Over in the U.K., researchers at the BBC Lab UK asked people a set of questions related to their spending habits. The Big Money Test was one of the largest ever studies into the psychology of money and showed that people react in completely different ways: some hoard it, some reward themselves with it, while others base their feelings of self-worth and self-esteem on it. This has a ripple effect on how people manage their money.   

Ultimately, the researchers found that people have one (or more) of four main motivations when it comes to money.

See if you recognize what drives your relationship with money from the four types below, and learn what you can do to counter any bad spending habits that have formed along the way.

Are most of your money habits driven by one of these four motivations?

1. Motivation: Security

If you use money to feel safe, you are a Secure Saver.   

The risk is… you might forget to enjoy your money along the way.

The solution is…  to check your finances to make sure you are covering your bills, paying down debt and saving for a rainy day, but don’t forget to also set aside some money for purchases that you might be reluctant to spend on. 

2. Motivation: Power

If you use money to get noticed and impress others, you are a Status Spender

The risk is… you might spend beyond your means, and rack up debt.  

The solution is… to prevent overspending before you land in debt.

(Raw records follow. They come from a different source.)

Issue #1901, opened 2024-06-13
[BUG]: solacc is noisy and reports false positives


ericvergnaud:
### Is there an existing issue for this?

- [X] I have searched the existing issues

### Current Behavior

when running `make solacc`, a number of failures occur, and many advices are false positives

### Expected Behavior

All errors should be caught and all advices should be relevant

### Cloud

AWS

### Operating System

macOS

### Version

latest via Databricks CLI

ericvergnaud:
I suggest closing this once all PRs that reference this issue are closed. The remaining noise should be handed on a per case basis.

PR #1891, opened 2024-06-12
Infer linted values that resolve to dbutils.widgets.get

ericvergnaud:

Try to set up an automatic savings account to put aside 5% to 10% of your paycheque, and restrict spending to what’s left over after paying necessary monthly expenses such as food, rent and bills.  

3. Motivation: Love

If you use money to show and buy affection, you are a Generous Indulger.

The risk is… your generosity can get you into debt.

The solution is… to put the brakes on spending. Find free or cheaper ways to show you care, like entertaining at home or helping out with babysitting or another service.  

4. Motivation: Freedom

If you use a lot of your money on weekends away or hobbies, you are an

Independence Seeker.

The risk is… enjoying your money can leave you without money for unforeseen expenses and retirement. 

The solution is… to have a conscious plan to force yourself to save. Automate your savings for retirement or debt payments, open a tax-free savings account for emergencies, and spend only what remains.

Everyone has a unique relationship with money and knowing what drives it can be invaluable in changing spending habits, learning how to get out of debt and how to save money.